Ce potentiel de développement très prometteur, qui tire son succès des limites d’un modèle économique uniquement fondé sur la recherche du profit est un atout pour notre pays. Le consolider, le soutenir, l’encourager, c’est permettre la création de dizaines de milliers d’emplois durables, l’avènement d’un nouveau modèle de consommation plus responsable et la promotion d’un système de gouvernance et de gestion des entreprises plus respectueux de l’humain, moins axé sur la rentabilité à tout prix.
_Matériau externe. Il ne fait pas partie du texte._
PR #20857, opened 2025-12-01
Add the ability to use target's initiative for effect expiration

### LINKED ISSUE #18990: Feature request: New effect duration "Expire at start of next turn of affected creature"
Currently, when setting an effect that expires at the start of a creature’s turn, we must define a duration in rounds. However, there are situations where we need the effect to expire at the start of the creature’s *next* turn, regardless of how much time has passed.

### **Use Cases:**

1. **Defend Exploration Action:** A player applies the "Raise Shield" effect at the start of combat. It should expire at the start of the creature's next turn, even if no full round has passed.
2. **Custom Reminder for Reactions:** When adding a custom effect for tracking whether a creature has used their Reaction, the effect should expire at the start of their next turn, regardless of whether a full round has passed.

### **Current Limitations:**

- **Option: "Duration: 1 Round; Expire on: Start of Turn"**  
  This option does not work correctly in certain cases. If the effect is applied during a higher initiative count than when the creature will act (e.g., after a Reaction by a creature higher in initiative; or at the start of combat with the Defend action), the effect doesn’t expire because not enough time (moved to next round) has passed.
  
- **Option: "Duration: 0 Round; Expire on: Start of Turn"**  
  This causes the effect to expire at the end of the round in which it was applied, which is not useful for situations where the effect needs to persist until the start of the creature's next turn.

### **Proposal:**

Add a checkbox or toggle that, when enabled, allows the effect to expire at the start of the creature’s next turn. This would mean that the effect expires when the creature starts their next turn, whether it’s during the current round or the next round, depending on when the effect was applied. To make it applicable to more situations than only single-round duration, it could be made so it expires at the start of the creature's turn if the duration has been reduced to 1 round or less, but I'd already be very happy with a single-round duration solution.

failwiz:
изображение

This is somewhat a big change, so if it's not accepted, hopefully, someone will get inspired and makes a better attempt.
Adds a checkbox to the effect properties, that, when set, will use the target's initiative for the expiration of that effect.

Hopefully, closes #18990

Some considerations:
 - Due to the way durations are handled, every combination of initative order of target and origin except for one (target being earlier, end of the turn) requires the "next turn" to be a duration of 0; this is handled
 - This currently doesn't handle changing of target's initiative after the effect is applied. I think it's possible to handle, either per-effect before the expiry is checked _or_ on the initiative change; might not be worth it though
 - Having the ability to set the initiative of the effect's start manually would be nice, and probably would help with the previous point

### DIFF
--- a/src/module/item/effect/data.ts
+++ b/src/module/item/effect/data.ts
@@ -62,6 +62,11 @@ class EffectSystemData extends ItemSystemModel<EffectPF2e, EffectSystemSchema> {
                     nullable: true,
                     initial: null,
                 }),
+                target: new fields.BooleanField({
+                    required: false,
+                    nullable: false,
+                    initial: false,
+                }),
                 sustained: new fields.BooleanField({ required: true, nullable: false, initial: false }),
             }),
             tokenIcon: new fields.SchemaField({
--- a/src/module/item/effect/data.ts
+++ b/src/module/item/effect/data.ts
@@ -62,7 +62,7 @@ class EffectSystemData extends ItemSystemModel<EffectPF2e, EffectSystemSchema> {
                     nullable: true,
                     initial: null,
                 }),
-                target: new fields.BooleanField({
+                useTarget: new fields.BooleanField({
                     required: false,
                     nullable: false,
                     initial: false,
--- a/src/module/item/effect/document.ts
+++ b/src/module/item/effect/document.ts
@@ -123,8 +123,18 @@ class EffectPF2e<TParent extends ActorPF2e | null = ActorPF2e | null> extends Ab
         user: fd.BaseUser,
     ): Promise<boolean | void> {
         if (this.isOwned) {
-            const initiative = this.origin?.combatant?.initiative ?? game.combat?.combatant?.initiative ?? null;
-            this._source.system.start = { value: game.time.worldTime, initiative };
+            const use_target = data.system?.duration?.target ?? false;
+            const originInitiative = this.origin?.combatant?.initiative ?? game.combat?.combatant?.initiative ?? null;
+            const targetInitiative = this.actor?.combatant?.initiative ?? null;
+            const initiative = use_target ? targetInitiative : originInitiative;
+            const isTargetBefore = (targetInitiative ?? 0) > (originInitiative ?? 0);
+            const expiry = this._source.system.duration.expiry;
+            if (use_target && expiry) {
+                if (!(expiry === "turn-end" && isTargetBefore) && this._source.system.duration.value > 0) {
+                    this._source.system.duration.value -= 1;
+                }
+            }
+            this._source.system.start = { value: game.time.worldTime, initiative: initiative };
         }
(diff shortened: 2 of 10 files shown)


src/module/item/effect/document.ts
```diff
@@ -123,8 +123,18 @@ class EffectPF2e<TParent extends ActorPF2e | null = ActorPF2e | null> extends Ab
         user: fd.BaseUser,
     ): Promise<boolean | void> {
         if (this.isOwned) {
-            const initiative = this.origin?.combatant?.initiative ?? game.combat?.combatant?.initiative ?? null;
-            this._source.system.start = { value: game.time.worldTime, initiative };
+            const use_target = data.system?.duration?.target ?? false;
+            const originInitiative = this.origin?.combatant?.initiative ?? game.combat?.combatant?.initiative ?? null;
+            const targetInitiative = this.actor?.combatant?.initiative ?? null;
```
failwiz, line 128: So this is the main thing that I don't like, but afaik there's no other way to access target actor's initiative. There is supposed to be target data in data.system.context.target, but it's null. Apparently, it's not set (and I assume there's a reason for that).

src/module/item/effect/document.ts
```diff
@@ -123,8 +123,18 @@ class EffectPF2e<TParent extends ActorPF2e | null = ActorPF2e | null> extends Ab
         user: fd.BaseUser,
     ): Promise<boolean | void> {
         if (this.isOwned) {
-            const initiative = this.origin?.combatant?.initiative ?? game.combat?.combatant?.initiative ?? null;
-            this._source.system.start = { value: game.time.worldTime, initiative };
+            const use_target = data.system?.duration?.target ?? false;
```
failwiz: Probably should camelize it, too.

src/module/item/effect/data.ts
```diff
@@ -62,6 +62,11 @@ class EffectSystemData extends ItemSystemModel<EffectPF2e, EffectSystemSchema> {
                     nullable: true,
                     initial: null,
                 }),
+                target: new fields.BooleanField({
```
failwiz: The name of the field should be changed to something else (`useTarget` seems like a good option), as there is another one named like this. It's one level higher, so there's no conflict, but for clarity's sake field names should be different.

JamzTheMan:
Dumb question but why do we even care about "time" for these sort of effects?

From a UX perspective, we already have a "Until encounter ends" option, could we just add a "Until next turn"option? 

On the start of an actor's combat turn, just expire/remove effects flagged as such? (not sure if there are any "Until the end of your next turn" so worst case, you add "Until end of next turn" as well or leave the "start/end" of turn dropdown.

image

Just seems that way you don't have to worry about any time math or when it was applied, if the token moved in initiative, etc. Have a separate "start of turn" check to expire these specific effects?

stwlam:
I don't think we're going to address this until V14 when there'll be some core tooling available.

PR #20873, opened 2025-12-03
Fix ancestry reach and speed resetting 0 to 5 when updating

CarlosFdez:
The range sliders already do the clamping in most practical cases.

### DIFF
--- a/src/module/item/ancestry/document.ts
+++ b/src/module/item/ancestry/document.ts
@@ -173,12 +173,13 @@ class AncestryPF2e<TParent extends ActorPF2e | null = ActorPF2e | null> extends 
             changed.system.hands = Math.floor(Math.clamp(changed.system.hands || 0, 0, 12) / 2) * 2;
         }
 
-        for (const fieldName of ["hp", "speed", "reach"] as const) {
-            if (changed.system[fieldName] !== undefined) {
-                const minimum = fieldName === "speed" ? 5 : 1;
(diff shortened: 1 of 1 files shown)


src/module/item/ancestry/document.ts
```diff
@@ -175,8 +175,7 @@ class AncestryPF2e<TParent extends ActorPF2e | null = ActorPF2e | null> extends
 
         for (const fieldName of ["hp", "speed", "reach"] as const) {
             if (changed.system[fieldName] !== undefined) {
-                const minimum = fieldName === "speed" ? 5 : 1;
-                const value = Math.floor(Math.clamp(Number(changed.system[fieldName]) || 0, minimum, 99));
+                const value = Math.floor(Math.clamp(Number(changed.system[fieldName]) || 0, 0, 99));
```
stwlam: This probably ought to be broken out more:
hp: increments of 2 between 0 and 12
speed: increments of 5 between 0 and 100
reach: same as speed

CarlosFdez: Perhaps, but I'm ok with leaving it to the sheet inputs range sliders. These clamps are really only for people calling update manually. Honestly we might as well remove the clamps or just coerce to a number, we don't really fine tune convert other properties in other documents.

But fine sure.

stwlam: Eventually a `NumberField` will take care of it for us!

PR #20894, opened 2025-12-05
Condense Living Fortification effect and make it a self-applied effect

pedrogrullada:


static/lang/re-en.json
```diff
@@ -4671,6 +4671,9 @@
                 "FleshWound": {
                     "ToggleLabel": "Flesh Wound — Reduce Strike damage"
                 },
+                "LivingFortification": {
+                    "Prompt": "Does your drawn weapon have the parry trait?"
```
TikaelSol: We already have a general prompt for this. `PF2E.SpecificRule.Parry.Prompt`

pedrogrullada: Yeah, I know. Didn't use that prompt because it refers to a weapon you're wielding, whereas this one is about the specific weapon you drew as part of it.

But I'll go with the generic one then.

TikaelSol: We could change it to `Does your weapon have the parry trait?` instead and make it work for both.

PR #20899, opened 2025-12-05
Update dragon instinct with Draconic Codex dragons

### LINKED ISSUE #20898: Dragon Instinct Missing Draconic Codex options
Dragon / Draconic Instinct has not been updated with Draconic Codex options from page 207.

pedrogrullada:
- Closes #20898

Worth noting that the draconic benefactor options are not explicitly called out as being available for the dragon instinct. This is all making some assumptions based on these two paragraphs.

From Draconic Codex (page 206)
> The table below lists all of the dragons included in Draconic Codex and can be used to determine the benefits of your draconic connection or the benefits you gain when using dragon form **and similar effects**. If you choose a dragon from a different source (such as Monster Core 2), work with your GM to determine if you have access to it and what options that dragon grants you.

From Player Core 2, page 74
> You summon the fury of a mighty dragon and manifest incredible abilities. Perhaps your culture reveres draconic majesty, or you gained insights by drinking or bathing in dragon’s blood or watching a marauding wyrm burn your village. Select a type of dragon from the Dragon Instincts table as your instinct’s dragon type. These are the dragons from Monster Core, **but your GM might allow you to choose dragons from other sources and determine their tradition and dragon breath type.**

emphasis mine in both cases. Might be worth waiting on PFS clarifications before going through with this.


MrVauxs:
> Worth noting that the draconic benefactor options are not explicitly called out as being available for the dragon instinct. This is all making some assumptions based on these two paragraphs.

Thought so as well initially but it is mentioned in the first sentence of Draconic Connections paragraph.

> Some abilities reference your draconic benefactor, draconic exemplar, or a **draconic instinct**, which is a specific type of dragon from which you draw your draconic powers—typically the type of dragon you serve or whose blood runs in your veins.

And so goes the "similar effects" paragraph.

pedrogrullada:
Ah, they used the wrong name for it

MrVauxs:
> Ah, they used the wrong name for it

Yeah, that was the exact thing that caught me off guard lol, searching for Dragon Instinct and it bringing nothing.

PR #20939, opened 2025-12-09
Convert Craft and Repair Action Macros to Appv2 and Svelte

### LINKED ISSUE #20915: Craft and Repair macros - Button labels disappear in Dark theming for Application, X Close button opens roll dialog
Noticed these couple of issues. Happens with no modules, in both Chrome and Firefox. Weirdly, the Craft button is visible in Dark theme up until an item is added to the window

Foundry Virtual Tabletop: Version 13 Stable, 13.351
Game System: pf2e, 7.8.0

Video was too big so some screenshots instead. 

Image

Image

Image

Image

jfn4th:
Resolves #20915

Tried my best to follow the patterns I've seen in other AppV2 commits.
Screenshot 2025-12-09 at 2 45 50 PM
Screenshot 2025-12-09 at 2 46 04 PM
Screenshot 2025-12-09 at 2 46 15 PM
Screenshot 2025-12-09 at 2 46 24 PM


src/module/system/action-macros/crafting/select-item.svelte
```diff
@@ -0,0 +1,110 @@
...
+    async function handleDrop(event: DragEvent) {
+        const dataString = event.dataTransfer?.getData("text/plain");
+        const dropData: DropCanvasItemData | undefined = JSON.parse(dataString ?? "");
+
+        if (dropData?.type !== "Item") {
+            ui.notifications.error(game.i18n.localize(`PF2E.Actions.${actionKey}.Error.ItemReferenceMismatch`));
+            return;
+        }
+
+        const droppedItem = await ItemPF2e.fromDropData(dropData);
```
CarlosFdez: If you do `const droppedItem = dropData?.type === "Item" ? await ItemPF2e.fromDropData(dropData) : null;` and then check droppedItem, you might be able remove the duplicate error message.

src/module/system/action-macros/crafting/select-item.svelte
```diff
@@ -0,0 +1,110 @@
...
+        updateSelection(droppedItem);
+    }
+
+    function handleCancel() {
+        updateSelection(null);
+        resolve(null);
+    }
+
+    function handleSelect() {
+        resolve(data.item);
```
CarlosFdez: I think you don't need these methods, and can maybe do `onclick={() => resolve(data.item)}` directly. resolve can also change the selection immediately.

CarlosFdez:
Thank you for this. Can you post some screenshots of what it looks like into the main post?

jfn4th:
@CarlosFdez Updated with screenshots.

src/module/system/action-macros/crafting/select-item.svelte
jfn4th: Nope, no need to handle null!

CarlosFdez:
Thanks! It looks perfectly fine. That said I think if you close the dialog with X, it shouldn't resolve with the current selection. In a pick a thing it does so intentionally, but this seems different. This means that selection shouldn't be set until resolve, and the actual selection in the prompt could be a local state variable.

jfn4th:
Correct, that's actually the current behavior, hence not updating `this.selection` in `updateSelection` and only updating the local state. `selection` defaults to null in the app and isn't updated until `resolve` is called in svelte. Pressing Craft or Repair will pass the item to `resolve`, Cancel will pass `null`, and X will trigger `_onClose`, resolving with the default of `null` (the macro handles things from there).

CarlosFdez:
Gotcha. Well, I think you can get rid of updateSelection then and replace it for a `let selection: PhysicalItemPF2e | null = $state(null);` in the svelte. Keeps the application handling a bit thinner. Updating the application state directly is also a bit risky since re-renders overwrite the state, though that wouldn't be a problem for this particular one.

CarlosFdez (dismissed):
Looks fine to me. We may want to do a minor release soon (we'll see) but I'll approve it and merge it in and a later date unless someone finds an issue with it.

Thanks for the PR.

CarlosFdez:
Actually wait found one more thing. select-item-dialog content class?

jfn4th:
Oops, should it be `standard-form` or omitted?

CarlosFdez:
Omitted if you don't need it. content classes is only required if there's some top level css you need to set that can't be set in svelte.

CarlosFdez (approved):

PR #20940, opened 2025-12-09
Add heightened effect for See the Unseen

DocSchlock:
See the Unseen was missing its 8 hour version like Tailwind has.


pedrogrullada:
There's conflicts because of the recent compendium split. You need to rebase.

PR #20941, opened 2025-12-09
Cleanup Holy Host and Unholy Army and add effects

DocSchlock:
This:
Adds in-lines to Unholy Army like Holy Host has.
Adds effects for the bonuses certain Holy Host choices provide.


pedrogrullada:
There's conflicts because of the recent compendium split. You need to rebase.

PR #20942, opened 2025-12-10
Delete and redirect additional actors to their Monster Core 2 reprints

ammalagonc:


TikaelSol:
Can't blame me for these conflicts

PR #20945, opened 2025-12-10
Flip multiplier of held ctrl/shift keys in Trade Dialog to match actor sheet inventory

pedrogrullada:
Inventory multiplies by 5 with shift and 10 with ctrl, figured this should match


CarlosFdez:
👍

En donnant une définition législative claire des organismes pouvant relever de ce segment de l’économie, en proposant une meilleure structuration des acteurs qui le compose, en introduisant de nouveaux dispositifs de soutien de l’Etat à leur essor, le projet de loi relatif à l’économie sociale et solidaire vise à répondre à l’ensemble de ces enjeux. Il introduit également deux avancées significatives en matière de protection de l’emploi et de préservation des activités en perte de vitesse, mais qui demeurent rentables. La première concerne la création d’un droit d’information préalable des salariés des PME de moins de 50 personnes en cas de cession de leur entreprise, afin de les inciter à se porter acquéreur. La deuxième, qui reprend l’une des dispositions retravaillée de la loi dite « Florange » que le Conseil constitutionnel avait en partie invalidée, fait obligation aux entreprises de rechercher un repreneur en cas de projet de fermeture entrainant un licenciement collectif.

Enfin, ce texte prend toute sa place parmi les dispositifs déjà mis en œuvre par la majorité parlementaire depuis le début de la législature, pour contribuer au recul du chômage et accompagner la reprise de la croissance économique dont la France a besoin pour se redresser.